**Work item:** The records follow. Print, word for word, the first line through the "## What changed" line.

#### The data ####

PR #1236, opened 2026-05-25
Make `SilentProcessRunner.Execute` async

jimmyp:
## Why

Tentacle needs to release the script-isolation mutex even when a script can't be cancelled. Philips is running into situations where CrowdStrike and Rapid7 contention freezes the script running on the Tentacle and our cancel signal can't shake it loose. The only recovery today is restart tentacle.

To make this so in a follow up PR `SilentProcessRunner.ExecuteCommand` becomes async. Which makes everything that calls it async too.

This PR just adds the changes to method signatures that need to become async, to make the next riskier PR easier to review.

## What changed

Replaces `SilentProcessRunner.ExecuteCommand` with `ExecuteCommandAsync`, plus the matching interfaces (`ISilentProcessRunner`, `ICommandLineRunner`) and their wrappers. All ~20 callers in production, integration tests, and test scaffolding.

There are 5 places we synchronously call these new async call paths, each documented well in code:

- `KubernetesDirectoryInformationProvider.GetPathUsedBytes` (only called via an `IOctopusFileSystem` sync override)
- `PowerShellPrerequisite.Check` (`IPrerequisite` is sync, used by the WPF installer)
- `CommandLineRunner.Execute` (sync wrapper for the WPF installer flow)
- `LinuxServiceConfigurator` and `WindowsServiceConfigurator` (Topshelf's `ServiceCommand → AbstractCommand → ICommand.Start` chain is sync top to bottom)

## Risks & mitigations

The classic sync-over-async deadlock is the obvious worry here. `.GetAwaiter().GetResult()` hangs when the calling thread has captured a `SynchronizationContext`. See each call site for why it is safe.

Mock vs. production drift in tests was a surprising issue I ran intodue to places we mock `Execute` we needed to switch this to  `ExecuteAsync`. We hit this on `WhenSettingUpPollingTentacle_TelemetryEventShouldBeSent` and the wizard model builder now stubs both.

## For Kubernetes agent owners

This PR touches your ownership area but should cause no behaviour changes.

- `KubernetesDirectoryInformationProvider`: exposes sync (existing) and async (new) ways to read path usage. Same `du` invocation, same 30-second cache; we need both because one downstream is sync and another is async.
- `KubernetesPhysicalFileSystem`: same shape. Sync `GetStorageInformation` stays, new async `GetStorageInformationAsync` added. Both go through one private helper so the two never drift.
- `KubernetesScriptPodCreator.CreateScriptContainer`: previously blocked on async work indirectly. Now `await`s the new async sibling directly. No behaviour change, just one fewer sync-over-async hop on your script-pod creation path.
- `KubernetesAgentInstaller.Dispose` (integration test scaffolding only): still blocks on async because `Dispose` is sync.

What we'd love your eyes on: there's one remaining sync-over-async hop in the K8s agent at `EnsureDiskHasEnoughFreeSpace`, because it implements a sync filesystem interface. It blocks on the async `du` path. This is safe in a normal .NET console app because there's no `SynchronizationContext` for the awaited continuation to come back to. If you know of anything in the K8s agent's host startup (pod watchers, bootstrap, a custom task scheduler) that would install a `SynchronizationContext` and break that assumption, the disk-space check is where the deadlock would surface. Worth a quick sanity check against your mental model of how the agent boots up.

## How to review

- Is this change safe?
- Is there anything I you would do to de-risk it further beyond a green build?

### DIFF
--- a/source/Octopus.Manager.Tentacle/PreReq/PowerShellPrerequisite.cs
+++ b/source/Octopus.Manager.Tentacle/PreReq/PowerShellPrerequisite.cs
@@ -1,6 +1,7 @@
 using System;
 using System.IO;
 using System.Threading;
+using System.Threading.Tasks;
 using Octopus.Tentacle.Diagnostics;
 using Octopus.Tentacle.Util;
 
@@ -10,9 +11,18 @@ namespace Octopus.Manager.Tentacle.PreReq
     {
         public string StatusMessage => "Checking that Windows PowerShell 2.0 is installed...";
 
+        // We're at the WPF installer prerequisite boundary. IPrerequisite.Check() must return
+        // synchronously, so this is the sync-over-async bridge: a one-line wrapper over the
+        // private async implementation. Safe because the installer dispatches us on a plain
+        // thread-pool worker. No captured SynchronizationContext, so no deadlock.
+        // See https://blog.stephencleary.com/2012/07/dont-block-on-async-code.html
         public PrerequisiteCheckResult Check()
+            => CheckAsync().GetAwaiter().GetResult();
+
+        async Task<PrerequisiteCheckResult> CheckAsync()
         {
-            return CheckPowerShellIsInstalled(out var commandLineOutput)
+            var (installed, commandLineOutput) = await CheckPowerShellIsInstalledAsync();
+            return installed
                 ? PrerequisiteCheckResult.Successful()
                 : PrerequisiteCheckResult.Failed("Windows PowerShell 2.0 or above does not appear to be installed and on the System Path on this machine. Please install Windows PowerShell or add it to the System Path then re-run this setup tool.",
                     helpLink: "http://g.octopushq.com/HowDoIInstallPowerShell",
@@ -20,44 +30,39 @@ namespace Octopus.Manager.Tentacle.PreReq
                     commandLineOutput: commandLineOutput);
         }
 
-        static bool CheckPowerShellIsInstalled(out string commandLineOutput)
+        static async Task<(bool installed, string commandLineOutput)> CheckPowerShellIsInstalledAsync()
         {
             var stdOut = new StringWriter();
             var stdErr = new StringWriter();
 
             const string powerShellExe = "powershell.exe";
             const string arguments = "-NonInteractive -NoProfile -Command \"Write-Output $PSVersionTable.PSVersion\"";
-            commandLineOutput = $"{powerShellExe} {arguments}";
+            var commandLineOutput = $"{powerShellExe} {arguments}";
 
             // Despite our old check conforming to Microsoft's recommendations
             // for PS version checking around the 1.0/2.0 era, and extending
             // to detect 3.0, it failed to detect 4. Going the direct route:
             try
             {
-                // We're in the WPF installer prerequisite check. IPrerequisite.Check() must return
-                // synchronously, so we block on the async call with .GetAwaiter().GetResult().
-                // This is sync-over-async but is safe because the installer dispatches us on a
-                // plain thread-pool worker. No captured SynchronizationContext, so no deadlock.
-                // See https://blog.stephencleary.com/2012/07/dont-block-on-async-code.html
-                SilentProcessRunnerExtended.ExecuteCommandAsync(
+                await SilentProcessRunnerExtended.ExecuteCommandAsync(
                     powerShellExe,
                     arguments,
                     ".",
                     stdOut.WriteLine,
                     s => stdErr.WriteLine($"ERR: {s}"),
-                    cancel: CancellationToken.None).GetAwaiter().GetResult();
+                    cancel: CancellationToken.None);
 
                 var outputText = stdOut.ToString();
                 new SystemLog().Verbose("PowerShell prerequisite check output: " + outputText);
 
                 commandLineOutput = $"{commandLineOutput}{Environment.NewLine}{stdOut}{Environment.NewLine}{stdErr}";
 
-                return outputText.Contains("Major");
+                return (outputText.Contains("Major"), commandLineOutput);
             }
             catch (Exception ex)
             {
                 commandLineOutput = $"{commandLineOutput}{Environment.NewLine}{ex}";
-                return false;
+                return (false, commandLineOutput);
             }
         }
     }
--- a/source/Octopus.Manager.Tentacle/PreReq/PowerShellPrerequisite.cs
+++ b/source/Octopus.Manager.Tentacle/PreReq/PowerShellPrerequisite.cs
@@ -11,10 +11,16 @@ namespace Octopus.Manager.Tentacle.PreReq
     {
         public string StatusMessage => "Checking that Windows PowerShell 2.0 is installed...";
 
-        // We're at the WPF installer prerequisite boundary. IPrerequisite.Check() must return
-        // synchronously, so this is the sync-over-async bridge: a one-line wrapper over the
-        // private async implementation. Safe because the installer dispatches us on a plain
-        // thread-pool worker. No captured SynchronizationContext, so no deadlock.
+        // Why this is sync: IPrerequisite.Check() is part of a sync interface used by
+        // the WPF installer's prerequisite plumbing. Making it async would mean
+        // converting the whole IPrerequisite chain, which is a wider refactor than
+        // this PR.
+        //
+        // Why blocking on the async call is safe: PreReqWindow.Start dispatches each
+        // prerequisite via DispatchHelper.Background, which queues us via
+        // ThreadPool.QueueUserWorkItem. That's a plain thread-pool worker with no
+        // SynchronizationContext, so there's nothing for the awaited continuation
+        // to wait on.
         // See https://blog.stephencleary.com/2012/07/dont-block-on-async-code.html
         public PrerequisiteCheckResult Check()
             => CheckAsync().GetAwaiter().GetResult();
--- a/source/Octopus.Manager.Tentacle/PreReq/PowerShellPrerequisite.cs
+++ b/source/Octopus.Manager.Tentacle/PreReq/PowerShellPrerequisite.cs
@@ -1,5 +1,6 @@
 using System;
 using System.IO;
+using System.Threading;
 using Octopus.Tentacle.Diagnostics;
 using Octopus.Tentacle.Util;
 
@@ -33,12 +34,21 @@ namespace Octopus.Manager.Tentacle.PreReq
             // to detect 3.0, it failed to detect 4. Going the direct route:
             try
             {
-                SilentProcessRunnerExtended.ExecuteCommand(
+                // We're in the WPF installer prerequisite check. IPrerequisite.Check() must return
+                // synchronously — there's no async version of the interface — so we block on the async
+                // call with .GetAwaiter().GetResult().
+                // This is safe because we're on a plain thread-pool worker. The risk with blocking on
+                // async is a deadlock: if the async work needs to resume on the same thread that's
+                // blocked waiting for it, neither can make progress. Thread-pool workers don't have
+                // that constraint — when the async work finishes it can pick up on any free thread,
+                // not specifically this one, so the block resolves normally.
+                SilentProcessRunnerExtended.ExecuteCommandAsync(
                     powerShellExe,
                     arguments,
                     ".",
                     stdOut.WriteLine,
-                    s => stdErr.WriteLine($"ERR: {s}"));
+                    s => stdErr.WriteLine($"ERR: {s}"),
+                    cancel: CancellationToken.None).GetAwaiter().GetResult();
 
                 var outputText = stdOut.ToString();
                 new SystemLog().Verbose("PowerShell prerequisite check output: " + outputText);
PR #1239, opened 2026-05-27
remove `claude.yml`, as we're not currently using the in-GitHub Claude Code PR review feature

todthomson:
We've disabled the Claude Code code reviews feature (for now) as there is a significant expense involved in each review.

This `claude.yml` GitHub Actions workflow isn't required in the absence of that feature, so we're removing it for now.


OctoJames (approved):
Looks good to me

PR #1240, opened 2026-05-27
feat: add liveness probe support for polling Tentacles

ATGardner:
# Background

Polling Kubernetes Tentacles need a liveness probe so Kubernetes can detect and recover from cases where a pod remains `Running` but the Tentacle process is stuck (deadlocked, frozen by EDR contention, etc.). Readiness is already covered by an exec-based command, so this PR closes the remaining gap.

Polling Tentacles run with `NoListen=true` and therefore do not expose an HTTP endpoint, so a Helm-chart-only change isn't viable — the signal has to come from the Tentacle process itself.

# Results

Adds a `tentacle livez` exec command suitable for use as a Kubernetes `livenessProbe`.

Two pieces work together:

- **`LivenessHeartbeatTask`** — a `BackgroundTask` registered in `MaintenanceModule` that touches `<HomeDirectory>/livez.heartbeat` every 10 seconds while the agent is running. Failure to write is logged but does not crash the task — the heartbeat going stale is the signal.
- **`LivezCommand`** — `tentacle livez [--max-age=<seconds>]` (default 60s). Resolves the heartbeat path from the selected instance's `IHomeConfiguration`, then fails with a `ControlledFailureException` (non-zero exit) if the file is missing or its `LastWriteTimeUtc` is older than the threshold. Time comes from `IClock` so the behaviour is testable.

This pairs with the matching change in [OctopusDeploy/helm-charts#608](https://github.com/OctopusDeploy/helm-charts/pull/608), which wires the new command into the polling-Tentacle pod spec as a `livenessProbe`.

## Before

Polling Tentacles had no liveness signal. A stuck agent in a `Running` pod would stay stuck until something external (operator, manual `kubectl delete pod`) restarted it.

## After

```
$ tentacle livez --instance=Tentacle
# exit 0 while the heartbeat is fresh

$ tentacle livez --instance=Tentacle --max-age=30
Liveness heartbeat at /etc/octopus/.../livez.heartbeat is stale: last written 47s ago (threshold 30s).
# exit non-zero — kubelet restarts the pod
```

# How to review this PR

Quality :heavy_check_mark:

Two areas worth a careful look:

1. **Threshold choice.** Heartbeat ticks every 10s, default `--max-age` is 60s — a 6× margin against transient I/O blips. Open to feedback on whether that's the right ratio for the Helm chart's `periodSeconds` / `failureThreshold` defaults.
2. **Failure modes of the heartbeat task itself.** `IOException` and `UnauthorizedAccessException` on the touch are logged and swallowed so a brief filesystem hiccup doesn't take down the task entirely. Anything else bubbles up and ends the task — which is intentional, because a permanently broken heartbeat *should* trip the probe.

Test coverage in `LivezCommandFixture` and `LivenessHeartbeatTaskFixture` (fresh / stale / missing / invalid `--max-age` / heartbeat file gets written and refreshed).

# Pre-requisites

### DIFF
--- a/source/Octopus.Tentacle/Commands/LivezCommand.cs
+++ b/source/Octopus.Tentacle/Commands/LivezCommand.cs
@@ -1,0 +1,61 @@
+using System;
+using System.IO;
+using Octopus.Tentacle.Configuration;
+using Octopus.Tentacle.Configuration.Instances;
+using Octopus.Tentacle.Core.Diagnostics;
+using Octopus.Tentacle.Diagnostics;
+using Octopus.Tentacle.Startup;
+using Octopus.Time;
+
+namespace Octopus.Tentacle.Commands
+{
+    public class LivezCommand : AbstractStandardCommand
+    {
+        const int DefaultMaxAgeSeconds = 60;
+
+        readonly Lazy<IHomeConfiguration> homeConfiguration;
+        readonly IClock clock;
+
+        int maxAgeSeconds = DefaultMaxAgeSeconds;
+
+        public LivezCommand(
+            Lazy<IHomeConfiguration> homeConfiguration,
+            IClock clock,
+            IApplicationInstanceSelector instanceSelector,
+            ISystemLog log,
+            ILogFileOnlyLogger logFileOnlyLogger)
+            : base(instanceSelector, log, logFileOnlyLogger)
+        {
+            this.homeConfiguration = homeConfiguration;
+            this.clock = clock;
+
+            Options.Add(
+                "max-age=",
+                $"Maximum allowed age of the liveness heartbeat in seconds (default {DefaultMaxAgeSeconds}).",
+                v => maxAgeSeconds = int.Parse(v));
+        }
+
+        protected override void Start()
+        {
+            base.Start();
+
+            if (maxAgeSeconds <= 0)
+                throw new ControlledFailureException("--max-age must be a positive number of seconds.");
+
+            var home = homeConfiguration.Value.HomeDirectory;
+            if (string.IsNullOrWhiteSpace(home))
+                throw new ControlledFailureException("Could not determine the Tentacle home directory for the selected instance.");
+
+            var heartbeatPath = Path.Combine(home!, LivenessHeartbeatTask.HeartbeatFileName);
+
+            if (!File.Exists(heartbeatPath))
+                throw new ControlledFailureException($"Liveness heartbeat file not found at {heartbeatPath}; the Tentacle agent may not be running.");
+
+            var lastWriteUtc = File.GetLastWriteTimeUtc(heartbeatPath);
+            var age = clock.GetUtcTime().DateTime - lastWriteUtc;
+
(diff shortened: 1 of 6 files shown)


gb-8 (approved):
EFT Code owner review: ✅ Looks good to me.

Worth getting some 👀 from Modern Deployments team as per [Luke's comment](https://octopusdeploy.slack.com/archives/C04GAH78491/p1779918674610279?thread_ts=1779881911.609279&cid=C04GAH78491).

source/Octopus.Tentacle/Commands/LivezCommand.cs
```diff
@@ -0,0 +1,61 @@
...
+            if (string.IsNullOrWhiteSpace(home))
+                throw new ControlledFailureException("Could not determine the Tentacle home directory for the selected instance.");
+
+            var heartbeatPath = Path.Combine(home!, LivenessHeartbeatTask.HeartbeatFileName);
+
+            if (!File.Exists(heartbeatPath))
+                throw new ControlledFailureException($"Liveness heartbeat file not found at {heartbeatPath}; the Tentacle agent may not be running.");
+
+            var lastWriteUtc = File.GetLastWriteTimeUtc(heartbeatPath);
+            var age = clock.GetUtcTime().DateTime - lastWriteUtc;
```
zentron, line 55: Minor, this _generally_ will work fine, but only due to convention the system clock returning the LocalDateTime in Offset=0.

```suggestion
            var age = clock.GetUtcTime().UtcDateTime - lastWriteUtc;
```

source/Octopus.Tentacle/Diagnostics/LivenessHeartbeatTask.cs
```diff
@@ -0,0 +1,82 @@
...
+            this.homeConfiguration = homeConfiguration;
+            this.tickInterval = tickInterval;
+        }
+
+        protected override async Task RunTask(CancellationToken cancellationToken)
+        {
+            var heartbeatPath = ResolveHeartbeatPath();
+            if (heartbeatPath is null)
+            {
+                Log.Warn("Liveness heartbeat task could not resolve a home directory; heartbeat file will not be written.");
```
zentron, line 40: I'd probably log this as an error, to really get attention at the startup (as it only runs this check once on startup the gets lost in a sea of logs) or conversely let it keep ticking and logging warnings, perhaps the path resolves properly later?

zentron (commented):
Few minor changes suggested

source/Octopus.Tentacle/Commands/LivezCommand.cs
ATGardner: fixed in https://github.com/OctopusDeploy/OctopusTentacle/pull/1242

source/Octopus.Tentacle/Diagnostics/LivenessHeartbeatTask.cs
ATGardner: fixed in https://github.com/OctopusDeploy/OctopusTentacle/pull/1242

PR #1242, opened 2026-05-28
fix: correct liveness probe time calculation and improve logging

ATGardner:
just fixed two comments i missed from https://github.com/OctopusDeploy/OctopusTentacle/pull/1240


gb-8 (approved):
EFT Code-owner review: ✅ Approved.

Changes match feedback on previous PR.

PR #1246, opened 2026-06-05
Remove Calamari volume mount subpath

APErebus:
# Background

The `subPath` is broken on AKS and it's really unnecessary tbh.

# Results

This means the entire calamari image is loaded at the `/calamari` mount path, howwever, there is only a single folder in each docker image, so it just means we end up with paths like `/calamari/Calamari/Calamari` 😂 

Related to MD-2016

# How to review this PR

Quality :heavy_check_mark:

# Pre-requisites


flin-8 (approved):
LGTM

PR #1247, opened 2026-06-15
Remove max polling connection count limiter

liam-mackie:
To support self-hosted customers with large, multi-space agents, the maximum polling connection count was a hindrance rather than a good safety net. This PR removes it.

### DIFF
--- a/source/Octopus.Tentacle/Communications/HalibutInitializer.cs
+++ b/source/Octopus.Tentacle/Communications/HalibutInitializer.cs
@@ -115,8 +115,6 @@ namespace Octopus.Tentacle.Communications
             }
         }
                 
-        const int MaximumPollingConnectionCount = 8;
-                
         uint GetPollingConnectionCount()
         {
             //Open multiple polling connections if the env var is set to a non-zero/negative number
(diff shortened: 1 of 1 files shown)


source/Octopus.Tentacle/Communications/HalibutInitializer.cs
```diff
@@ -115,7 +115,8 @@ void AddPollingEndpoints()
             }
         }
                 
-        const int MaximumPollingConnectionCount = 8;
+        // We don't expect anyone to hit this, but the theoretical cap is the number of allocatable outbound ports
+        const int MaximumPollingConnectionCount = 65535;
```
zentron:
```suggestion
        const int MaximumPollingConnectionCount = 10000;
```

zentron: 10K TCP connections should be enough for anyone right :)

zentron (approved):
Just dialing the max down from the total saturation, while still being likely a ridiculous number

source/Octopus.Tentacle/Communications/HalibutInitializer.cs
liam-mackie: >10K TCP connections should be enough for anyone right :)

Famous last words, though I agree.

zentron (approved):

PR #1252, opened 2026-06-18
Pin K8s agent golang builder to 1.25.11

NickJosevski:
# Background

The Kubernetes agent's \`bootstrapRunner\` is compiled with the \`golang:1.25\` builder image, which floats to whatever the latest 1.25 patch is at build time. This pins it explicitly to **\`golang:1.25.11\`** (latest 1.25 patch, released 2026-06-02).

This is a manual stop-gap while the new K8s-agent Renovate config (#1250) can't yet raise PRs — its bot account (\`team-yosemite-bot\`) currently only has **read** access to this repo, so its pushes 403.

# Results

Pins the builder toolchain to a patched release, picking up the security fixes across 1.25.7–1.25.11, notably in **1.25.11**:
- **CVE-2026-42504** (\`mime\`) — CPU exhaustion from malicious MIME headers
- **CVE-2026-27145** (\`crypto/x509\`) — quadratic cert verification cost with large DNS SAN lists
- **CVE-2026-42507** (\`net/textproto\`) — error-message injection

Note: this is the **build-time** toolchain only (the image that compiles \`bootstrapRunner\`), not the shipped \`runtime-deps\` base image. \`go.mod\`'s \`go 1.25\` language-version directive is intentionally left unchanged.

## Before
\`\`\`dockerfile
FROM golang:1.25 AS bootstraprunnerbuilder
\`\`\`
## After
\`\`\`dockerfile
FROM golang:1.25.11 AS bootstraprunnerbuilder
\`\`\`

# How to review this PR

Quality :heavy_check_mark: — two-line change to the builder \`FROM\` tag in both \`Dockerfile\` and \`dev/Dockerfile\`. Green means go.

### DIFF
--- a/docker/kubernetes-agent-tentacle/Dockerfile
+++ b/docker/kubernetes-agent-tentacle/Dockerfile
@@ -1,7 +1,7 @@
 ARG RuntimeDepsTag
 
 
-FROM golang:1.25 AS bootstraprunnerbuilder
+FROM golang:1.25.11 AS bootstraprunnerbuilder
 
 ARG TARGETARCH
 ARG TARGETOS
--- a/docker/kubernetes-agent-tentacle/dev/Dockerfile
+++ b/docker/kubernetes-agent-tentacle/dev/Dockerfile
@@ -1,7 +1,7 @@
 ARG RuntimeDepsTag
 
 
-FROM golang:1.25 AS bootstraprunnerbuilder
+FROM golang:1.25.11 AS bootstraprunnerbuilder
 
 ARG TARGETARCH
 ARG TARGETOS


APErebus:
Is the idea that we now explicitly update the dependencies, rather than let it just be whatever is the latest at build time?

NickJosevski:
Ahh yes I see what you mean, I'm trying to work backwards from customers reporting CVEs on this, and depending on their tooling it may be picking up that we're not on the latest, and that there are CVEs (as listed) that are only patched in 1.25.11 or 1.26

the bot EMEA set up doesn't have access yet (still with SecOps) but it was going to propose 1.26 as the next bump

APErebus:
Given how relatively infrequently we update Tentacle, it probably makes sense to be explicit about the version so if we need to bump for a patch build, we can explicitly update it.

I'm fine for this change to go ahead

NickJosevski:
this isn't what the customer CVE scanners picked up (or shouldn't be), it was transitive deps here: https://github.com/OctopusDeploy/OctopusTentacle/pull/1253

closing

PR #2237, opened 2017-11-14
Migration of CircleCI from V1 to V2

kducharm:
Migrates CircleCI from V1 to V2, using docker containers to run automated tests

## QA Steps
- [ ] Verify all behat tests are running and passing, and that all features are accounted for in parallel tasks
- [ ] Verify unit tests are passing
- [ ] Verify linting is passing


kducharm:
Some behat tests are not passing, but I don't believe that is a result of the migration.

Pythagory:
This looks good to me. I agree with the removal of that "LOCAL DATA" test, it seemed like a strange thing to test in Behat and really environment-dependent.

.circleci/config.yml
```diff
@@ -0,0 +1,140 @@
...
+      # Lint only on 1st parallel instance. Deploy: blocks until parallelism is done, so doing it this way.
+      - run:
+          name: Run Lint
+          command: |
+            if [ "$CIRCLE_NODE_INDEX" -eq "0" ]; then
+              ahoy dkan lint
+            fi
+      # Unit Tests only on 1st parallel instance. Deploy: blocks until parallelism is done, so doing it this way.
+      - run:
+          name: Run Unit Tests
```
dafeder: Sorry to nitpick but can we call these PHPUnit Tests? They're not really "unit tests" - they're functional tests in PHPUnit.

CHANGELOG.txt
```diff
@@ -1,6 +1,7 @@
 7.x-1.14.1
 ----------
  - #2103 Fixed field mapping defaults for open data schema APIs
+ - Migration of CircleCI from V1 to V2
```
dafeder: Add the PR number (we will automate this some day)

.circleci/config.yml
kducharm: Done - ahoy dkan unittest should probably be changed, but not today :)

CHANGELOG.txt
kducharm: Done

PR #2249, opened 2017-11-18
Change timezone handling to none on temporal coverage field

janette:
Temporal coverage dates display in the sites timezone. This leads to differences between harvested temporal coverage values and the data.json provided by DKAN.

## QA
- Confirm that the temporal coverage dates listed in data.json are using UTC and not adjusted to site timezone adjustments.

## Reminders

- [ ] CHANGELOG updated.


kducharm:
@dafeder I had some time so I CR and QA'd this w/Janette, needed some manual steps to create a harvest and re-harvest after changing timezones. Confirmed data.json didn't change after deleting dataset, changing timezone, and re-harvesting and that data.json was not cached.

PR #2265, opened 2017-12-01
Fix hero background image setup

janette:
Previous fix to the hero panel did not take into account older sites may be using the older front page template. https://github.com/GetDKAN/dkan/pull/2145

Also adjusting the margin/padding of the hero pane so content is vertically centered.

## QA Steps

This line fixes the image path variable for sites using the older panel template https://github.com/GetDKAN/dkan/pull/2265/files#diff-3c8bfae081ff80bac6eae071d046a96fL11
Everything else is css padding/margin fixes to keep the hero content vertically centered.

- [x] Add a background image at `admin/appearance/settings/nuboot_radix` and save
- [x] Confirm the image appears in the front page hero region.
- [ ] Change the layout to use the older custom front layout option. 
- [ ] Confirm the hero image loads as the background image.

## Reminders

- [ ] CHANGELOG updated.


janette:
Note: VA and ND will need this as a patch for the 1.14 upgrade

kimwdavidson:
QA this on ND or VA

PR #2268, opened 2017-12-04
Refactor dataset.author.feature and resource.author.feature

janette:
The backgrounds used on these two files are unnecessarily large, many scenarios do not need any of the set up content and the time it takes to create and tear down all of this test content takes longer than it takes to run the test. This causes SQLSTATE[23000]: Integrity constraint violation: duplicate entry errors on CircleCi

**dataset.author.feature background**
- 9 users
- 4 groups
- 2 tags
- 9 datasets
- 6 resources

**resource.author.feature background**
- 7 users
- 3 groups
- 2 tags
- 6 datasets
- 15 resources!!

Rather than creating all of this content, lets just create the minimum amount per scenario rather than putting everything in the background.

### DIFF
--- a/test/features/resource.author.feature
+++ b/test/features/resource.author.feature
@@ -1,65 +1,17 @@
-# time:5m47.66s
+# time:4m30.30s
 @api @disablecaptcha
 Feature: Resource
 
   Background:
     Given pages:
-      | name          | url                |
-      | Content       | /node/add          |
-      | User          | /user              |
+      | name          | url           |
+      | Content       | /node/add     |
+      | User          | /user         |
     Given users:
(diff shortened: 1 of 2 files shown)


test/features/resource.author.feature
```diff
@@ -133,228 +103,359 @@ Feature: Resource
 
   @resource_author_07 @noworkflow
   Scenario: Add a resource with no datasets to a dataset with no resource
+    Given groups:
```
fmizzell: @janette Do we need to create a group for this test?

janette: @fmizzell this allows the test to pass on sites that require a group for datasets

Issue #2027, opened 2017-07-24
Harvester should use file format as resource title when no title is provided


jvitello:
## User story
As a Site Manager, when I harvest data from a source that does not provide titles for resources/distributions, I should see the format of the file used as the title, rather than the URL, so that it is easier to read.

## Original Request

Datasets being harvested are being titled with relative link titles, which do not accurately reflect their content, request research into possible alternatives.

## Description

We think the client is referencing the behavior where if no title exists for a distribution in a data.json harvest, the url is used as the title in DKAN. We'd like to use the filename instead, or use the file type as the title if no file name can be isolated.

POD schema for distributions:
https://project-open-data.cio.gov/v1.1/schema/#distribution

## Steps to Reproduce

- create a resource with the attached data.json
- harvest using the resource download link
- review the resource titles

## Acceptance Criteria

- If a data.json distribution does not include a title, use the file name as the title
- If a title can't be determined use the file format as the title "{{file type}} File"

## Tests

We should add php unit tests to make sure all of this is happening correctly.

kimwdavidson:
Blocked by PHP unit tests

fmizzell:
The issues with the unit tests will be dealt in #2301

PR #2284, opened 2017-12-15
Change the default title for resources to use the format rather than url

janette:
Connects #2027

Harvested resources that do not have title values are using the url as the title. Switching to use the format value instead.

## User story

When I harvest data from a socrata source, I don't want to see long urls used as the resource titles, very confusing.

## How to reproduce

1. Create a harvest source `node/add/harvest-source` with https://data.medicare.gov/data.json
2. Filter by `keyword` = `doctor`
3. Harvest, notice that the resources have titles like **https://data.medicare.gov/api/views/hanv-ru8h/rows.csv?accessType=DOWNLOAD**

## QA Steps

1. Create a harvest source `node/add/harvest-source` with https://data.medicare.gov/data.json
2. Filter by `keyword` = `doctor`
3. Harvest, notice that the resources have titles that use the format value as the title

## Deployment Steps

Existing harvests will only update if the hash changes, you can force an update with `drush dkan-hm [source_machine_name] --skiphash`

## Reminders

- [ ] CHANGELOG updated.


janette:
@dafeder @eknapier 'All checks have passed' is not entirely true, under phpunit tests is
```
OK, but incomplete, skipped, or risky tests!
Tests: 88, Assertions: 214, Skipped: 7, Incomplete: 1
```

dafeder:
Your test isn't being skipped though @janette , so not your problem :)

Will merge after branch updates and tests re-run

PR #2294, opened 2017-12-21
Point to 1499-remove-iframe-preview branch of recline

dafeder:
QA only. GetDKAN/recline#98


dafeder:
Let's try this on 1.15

####

**Response to the task:**
PR #1236, opened 2026-05-25
Make `SilentProcessRunner.Execute` async

jimmyp:
## Why

Tentacle needs to release the script-isolation mutex even when a script can't be cancelled. Philips is running into situations where CrowdStrike and Rapid7 contention freezes the script running on the Tentacle and our cancel signal can't shake it loose. The only recovery today is restart tentacle.

To make this so in a follow up PR `SilentProcessRunner.ExecuteCommand` becomes async. Which makes everything that calls it async too.

This PR just adds the changes to method signatures that need to become async, to make the next riskier PR easier to review.

## What changed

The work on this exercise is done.